■ Task instructions: I would like each line of the data that holds the word "false" copied out.

Saved entries

───

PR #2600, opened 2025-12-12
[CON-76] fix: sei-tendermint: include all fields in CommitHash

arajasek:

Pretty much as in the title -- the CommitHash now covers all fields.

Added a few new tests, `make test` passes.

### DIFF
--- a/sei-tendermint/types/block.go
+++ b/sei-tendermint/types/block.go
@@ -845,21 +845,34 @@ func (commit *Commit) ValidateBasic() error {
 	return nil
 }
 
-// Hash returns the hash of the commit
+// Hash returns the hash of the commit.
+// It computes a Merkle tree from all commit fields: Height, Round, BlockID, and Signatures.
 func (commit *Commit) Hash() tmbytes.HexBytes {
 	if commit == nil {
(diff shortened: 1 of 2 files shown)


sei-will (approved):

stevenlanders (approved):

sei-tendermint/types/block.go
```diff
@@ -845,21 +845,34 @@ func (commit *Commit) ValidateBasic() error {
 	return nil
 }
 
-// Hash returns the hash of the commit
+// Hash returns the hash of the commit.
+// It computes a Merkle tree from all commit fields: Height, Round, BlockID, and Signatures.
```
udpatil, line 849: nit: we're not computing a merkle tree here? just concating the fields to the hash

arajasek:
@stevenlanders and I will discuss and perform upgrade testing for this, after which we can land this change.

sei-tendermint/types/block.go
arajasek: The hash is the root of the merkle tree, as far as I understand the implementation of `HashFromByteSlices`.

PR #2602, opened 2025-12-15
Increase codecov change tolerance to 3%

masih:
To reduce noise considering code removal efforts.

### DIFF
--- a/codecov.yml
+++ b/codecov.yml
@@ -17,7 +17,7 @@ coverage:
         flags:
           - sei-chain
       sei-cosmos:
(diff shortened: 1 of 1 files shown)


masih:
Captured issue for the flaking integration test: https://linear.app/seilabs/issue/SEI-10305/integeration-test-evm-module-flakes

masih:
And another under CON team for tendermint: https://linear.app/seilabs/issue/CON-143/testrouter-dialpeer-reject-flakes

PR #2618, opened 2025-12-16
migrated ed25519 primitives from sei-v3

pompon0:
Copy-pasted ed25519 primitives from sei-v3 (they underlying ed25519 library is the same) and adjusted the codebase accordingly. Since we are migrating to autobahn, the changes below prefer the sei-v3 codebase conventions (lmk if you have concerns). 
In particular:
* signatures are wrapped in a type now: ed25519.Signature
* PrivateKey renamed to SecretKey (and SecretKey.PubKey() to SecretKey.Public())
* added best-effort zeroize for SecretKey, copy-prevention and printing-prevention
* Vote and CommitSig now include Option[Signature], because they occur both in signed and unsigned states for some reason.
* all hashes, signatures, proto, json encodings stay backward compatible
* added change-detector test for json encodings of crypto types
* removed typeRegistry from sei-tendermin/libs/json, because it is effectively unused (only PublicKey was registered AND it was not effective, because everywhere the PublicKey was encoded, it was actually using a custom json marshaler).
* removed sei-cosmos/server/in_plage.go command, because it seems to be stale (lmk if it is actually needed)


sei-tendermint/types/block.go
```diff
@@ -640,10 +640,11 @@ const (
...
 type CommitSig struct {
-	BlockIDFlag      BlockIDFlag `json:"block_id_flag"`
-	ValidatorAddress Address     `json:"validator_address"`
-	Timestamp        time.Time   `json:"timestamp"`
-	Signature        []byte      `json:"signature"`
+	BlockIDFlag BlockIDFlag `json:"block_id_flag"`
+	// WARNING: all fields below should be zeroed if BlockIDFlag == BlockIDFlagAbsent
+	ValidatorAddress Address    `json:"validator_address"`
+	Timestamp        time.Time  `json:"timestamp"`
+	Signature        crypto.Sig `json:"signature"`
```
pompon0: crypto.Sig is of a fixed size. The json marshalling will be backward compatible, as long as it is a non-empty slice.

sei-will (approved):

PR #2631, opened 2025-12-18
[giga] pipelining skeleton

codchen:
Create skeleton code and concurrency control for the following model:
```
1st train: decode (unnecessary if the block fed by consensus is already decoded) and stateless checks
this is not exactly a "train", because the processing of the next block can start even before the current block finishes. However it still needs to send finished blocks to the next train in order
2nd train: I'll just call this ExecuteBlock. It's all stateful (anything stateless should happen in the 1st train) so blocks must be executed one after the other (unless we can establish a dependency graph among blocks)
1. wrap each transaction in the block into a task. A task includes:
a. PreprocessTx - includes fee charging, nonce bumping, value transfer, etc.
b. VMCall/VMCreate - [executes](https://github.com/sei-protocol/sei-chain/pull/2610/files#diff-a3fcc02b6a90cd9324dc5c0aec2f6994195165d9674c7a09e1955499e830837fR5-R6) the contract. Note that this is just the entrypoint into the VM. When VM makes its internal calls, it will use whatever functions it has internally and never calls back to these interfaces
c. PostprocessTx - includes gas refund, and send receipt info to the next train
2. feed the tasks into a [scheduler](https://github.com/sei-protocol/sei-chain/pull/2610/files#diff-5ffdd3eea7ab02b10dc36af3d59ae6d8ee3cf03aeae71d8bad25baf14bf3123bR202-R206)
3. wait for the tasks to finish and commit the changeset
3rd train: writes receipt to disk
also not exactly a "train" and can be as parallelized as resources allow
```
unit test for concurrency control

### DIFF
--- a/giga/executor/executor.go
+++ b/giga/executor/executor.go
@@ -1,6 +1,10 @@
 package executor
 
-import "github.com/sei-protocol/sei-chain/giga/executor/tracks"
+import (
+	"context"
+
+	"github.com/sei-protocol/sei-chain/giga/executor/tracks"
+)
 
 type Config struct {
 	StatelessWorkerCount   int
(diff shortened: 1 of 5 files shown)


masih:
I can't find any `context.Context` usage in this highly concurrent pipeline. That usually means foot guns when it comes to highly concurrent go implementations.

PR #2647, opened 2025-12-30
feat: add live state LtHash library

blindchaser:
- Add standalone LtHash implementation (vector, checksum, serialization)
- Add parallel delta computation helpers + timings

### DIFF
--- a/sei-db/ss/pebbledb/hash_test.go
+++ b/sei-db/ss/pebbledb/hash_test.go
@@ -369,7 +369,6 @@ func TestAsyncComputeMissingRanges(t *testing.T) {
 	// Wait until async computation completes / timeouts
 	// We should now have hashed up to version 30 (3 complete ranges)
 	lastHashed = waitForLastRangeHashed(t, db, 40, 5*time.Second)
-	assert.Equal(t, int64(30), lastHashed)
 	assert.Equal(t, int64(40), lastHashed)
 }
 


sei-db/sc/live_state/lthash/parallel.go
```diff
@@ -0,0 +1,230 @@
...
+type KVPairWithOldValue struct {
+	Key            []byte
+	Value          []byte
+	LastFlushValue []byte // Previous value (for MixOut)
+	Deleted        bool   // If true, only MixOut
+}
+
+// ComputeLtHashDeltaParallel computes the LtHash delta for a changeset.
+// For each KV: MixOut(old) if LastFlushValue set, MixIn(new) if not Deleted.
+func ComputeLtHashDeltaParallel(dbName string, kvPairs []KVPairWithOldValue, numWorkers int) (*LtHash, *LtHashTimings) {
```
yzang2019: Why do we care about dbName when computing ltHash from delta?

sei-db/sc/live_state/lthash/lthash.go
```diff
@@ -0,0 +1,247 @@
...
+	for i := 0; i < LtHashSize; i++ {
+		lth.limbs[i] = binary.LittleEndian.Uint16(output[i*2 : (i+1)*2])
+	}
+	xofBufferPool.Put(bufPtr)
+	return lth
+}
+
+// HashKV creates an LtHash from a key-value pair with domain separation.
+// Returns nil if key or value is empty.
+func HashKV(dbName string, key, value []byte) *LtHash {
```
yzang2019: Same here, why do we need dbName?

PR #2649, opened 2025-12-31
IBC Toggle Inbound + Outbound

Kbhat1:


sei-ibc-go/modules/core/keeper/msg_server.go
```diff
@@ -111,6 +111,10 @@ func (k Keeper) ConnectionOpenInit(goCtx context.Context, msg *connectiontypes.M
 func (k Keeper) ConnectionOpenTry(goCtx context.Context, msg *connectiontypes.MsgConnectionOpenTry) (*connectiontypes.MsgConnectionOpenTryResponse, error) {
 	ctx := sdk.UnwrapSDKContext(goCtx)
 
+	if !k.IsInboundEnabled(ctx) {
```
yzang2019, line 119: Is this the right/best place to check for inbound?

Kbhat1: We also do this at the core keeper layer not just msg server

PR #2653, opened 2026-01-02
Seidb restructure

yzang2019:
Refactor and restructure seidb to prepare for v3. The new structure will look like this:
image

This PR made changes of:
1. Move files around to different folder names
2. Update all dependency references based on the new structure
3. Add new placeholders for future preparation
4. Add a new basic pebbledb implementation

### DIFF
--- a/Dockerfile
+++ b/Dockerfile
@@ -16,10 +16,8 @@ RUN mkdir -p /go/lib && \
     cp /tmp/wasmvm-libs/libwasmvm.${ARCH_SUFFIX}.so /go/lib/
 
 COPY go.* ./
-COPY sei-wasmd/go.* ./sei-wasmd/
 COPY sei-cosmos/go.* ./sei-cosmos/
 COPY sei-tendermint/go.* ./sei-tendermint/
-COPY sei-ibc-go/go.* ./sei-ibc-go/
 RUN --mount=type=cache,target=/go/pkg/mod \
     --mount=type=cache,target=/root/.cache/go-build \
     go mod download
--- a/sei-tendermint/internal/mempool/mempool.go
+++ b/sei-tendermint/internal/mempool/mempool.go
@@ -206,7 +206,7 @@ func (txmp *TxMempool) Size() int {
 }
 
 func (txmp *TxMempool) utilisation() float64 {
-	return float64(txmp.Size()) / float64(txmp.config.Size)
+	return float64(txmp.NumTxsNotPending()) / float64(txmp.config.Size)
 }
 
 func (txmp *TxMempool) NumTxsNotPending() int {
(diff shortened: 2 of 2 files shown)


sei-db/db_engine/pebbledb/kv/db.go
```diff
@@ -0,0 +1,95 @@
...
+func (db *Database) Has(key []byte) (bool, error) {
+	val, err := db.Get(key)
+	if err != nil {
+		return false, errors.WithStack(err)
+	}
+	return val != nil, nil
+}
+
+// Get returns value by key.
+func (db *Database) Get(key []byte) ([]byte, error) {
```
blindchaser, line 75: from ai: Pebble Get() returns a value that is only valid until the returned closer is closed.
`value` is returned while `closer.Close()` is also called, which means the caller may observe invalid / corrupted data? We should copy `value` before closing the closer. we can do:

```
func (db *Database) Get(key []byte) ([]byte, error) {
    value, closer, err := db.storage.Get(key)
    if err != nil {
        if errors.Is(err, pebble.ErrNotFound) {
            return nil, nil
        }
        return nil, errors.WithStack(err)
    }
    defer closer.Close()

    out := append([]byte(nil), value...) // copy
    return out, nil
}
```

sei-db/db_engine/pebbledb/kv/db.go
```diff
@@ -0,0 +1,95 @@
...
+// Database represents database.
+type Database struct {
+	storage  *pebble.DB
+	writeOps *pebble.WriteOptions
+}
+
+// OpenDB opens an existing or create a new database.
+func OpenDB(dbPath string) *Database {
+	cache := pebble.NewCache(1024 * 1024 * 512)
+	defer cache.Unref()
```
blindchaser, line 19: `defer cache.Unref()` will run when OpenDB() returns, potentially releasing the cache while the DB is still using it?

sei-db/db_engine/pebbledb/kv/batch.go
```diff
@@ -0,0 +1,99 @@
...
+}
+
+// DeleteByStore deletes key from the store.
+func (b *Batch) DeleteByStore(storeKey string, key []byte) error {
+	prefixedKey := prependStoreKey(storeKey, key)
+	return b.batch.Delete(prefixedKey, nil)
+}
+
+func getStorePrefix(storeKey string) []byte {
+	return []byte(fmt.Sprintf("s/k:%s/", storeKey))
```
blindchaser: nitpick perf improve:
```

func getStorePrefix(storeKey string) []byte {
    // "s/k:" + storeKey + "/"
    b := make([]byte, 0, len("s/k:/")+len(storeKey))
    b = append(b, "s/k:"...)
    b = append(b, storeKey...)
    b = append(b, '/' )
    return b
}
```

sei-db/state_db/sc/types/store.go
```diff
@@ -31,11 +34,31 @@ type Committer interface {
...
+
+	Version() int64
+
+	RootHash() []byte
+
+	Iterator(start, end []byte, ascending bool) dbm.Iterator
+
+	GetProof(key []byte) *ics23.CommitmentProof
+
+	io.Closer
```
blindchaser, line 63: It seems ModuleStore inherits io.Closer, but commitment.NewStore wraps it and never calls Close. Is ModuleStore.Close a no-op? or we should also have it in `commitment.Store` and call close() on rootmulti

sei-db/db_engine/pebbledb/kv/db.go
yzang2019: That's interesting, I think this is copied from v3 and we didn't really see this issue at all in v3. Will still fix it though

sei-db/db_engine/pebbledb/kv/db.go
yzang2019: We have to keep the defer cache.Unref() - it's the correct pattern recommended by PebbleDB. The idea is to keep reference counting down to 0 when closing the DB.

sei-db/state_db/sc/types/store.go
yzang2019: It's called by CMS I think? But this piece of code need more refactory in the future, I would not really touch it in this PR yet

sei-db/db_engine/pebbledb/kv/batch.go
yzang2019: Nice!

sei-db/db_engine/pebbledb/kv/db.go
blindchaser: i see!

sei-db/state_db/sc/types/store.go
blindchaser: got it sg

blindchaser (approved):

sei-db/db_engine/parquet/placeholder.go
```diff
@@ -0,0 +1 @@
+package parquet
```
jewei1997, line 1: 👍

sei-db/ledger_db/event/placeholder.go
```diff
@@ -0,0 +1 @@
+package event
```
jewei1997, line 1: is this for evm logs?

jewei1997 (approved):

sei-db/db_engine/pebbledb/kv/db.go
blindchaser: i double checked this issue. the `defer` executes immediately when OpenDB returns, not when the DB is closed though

───

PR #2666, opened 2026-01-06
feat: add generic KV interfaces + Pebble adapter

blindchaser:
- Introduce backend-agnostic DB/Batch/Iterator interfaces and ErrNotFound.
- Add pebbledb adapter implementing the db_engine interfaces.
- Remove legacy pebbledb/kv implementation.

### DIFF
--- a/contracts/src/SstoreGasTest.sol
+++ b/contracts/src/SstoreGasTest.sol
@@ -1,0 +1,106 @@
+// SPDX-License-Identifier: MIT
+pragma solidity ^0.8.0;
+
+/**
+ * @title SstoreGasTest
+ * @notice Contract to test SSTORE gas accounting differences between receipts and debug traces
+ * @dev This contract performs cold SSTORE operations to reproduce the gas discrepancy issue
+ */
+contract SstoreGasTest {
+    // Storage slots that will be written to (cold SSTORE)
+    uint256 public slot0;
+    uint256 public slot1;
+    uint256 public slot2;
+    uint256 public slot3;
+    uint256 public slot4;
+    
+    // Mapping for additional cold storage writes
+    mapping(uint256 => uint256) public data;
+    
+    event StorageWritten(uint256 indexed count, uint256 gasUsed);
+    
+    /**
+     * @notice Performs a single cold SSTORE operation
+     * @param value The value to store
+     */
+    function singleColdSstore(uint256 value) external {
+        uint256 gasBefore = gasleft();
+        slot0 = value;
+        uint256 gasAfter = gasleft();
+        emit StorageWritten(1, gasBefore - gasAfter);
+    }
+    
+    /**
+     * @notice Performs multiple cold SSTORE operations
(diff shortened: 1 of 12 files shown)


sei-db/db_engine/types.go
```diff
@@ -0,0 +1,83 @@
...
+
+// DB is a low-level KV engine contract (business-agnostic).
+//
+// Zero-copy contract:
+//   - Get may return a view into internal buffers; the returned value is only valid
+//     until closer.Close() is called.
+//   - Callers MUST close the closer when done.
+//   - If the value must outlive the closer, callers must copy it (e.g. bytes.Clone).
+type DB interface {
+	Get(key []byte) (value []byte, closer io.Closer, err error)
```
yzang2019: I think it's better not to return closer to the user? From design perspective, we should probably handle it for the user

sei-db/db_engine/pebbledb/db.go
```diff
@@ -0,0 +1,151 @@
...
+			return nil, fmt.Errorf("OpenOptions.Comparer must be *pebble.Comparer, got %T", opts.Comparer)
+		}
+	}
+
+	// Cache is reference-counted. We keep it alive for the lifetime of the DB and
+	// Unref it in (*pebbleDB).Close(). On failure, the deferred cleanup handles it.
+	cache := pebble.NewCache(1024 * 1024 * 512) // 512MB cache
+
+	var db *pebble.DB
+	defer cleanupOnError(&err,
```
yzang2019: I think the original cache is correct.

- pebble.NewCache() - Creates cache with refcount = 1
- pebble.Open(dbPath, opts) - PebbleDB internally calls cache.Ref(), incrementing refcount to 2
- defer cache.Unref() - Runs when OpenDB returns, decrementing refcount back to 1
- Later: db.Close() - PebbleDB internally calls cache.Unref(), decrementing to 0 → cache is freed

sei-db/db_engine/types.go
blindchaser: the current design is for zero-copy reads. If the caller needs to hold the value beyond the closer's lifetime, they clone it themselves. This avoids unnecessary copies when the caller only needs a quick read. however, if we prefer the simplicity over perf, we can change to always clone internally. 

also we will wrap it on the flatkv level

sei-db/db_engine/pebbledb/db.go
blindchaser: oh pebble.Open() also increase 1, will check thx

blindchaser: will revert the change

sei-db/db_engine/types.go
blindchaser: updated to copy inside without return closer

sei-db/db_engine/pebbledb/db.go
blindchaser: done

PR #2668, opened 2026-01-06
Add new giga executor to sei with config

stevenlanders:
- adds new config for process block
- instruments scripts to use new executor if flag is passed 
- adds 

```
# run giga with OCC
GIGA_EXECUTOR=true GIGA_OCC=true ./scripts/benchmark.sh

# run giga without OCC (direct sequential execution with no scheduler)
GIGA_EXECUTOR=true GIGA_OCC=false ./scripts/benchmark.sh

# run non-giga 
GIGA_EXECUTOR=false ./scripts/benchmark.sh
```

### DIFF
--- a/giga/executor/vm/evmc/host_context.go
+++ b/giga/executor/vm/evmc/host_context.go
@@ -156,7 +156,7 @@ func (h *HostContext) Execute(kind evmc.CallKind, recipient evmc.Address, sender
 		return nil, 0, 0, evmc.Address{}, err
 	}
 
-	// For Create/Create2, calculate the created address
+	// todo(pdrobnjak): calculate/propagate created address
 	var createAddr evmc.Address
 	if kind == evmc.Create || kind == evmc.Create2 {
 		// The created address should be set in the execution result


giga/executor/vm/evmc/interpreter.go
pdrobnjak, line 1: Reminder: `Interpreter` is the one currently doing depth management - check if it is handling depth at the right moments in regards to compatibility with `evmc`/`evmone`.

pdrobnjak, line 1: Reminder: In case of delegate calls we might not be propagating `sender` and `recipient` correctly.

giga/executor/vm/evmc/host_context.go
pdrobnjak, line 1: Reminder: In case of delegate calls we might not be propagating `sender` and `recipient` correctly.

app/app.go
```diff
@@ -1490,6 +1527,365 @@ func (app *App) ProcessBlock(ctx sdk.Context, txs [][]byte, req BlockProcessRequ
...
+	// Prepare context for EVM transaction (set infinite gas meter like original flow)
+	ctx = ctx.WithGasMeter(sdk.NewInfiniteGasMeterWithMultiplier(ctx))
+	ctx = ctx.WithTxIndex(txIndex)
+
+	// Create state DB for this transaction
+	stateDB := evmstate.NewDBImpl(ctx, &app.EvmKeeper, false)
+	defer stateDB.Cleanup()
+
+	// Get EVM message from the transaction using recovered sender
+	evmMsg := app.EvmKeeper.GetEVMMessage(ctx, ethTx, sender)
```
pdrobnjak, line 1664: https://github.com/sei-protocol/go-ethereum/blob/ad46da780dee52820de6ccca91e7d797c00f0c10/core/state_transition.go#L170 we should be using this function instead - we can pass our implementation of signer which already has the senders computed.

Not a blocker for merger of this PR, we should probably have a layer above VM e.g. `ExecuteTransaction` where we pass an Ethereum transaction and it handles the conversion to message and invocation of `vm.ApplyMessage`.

───

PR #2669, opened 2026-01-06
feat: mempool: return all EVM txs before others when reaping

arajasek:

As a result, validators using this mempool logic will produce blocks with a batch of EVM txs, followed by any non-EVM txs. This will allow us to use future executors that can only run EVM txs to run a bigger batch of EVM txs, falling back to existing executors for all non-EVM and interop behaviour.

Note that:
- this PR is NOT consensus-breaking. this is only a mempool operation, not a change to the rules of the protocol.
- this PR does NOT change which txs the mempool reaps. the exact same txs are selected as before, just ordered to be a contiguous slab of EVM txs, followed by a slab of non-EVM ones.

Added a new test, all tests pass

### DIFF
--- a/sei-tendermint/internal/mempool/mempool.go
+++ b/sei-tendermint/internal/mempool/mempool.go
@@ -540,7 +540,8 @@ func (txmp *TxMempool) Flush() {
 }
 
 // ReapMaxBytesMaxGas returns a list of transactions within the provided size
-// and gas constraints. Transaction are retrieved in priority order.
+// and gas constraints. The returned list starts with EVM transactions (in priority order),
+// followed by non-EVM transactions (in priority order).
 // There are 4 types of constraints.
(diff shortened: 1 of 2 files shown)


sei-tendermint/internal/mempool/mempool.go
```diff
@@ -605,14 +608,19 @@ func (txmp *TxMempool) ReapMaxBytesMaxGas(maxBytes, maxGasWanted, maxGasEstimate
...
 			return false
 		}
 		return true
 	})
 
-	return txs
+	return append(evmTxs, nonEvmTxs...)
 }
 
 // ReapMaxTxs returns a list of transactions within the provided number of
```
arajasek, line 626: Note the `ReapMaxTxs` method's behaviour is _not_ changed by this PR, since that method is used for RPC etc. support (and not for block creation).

───

■ Result:
+		return false, errors.WithStack(err)
GIGA_EXECUTOR=true GIGA_OCC=false ./scripts/benchmark.sh
GIGA_EXECUTOR=false ./scripts/benchmark.sh
+	stateDB := evmstate.NewDBImpl(ctx, &app.EvmKeeper, false)
 			return false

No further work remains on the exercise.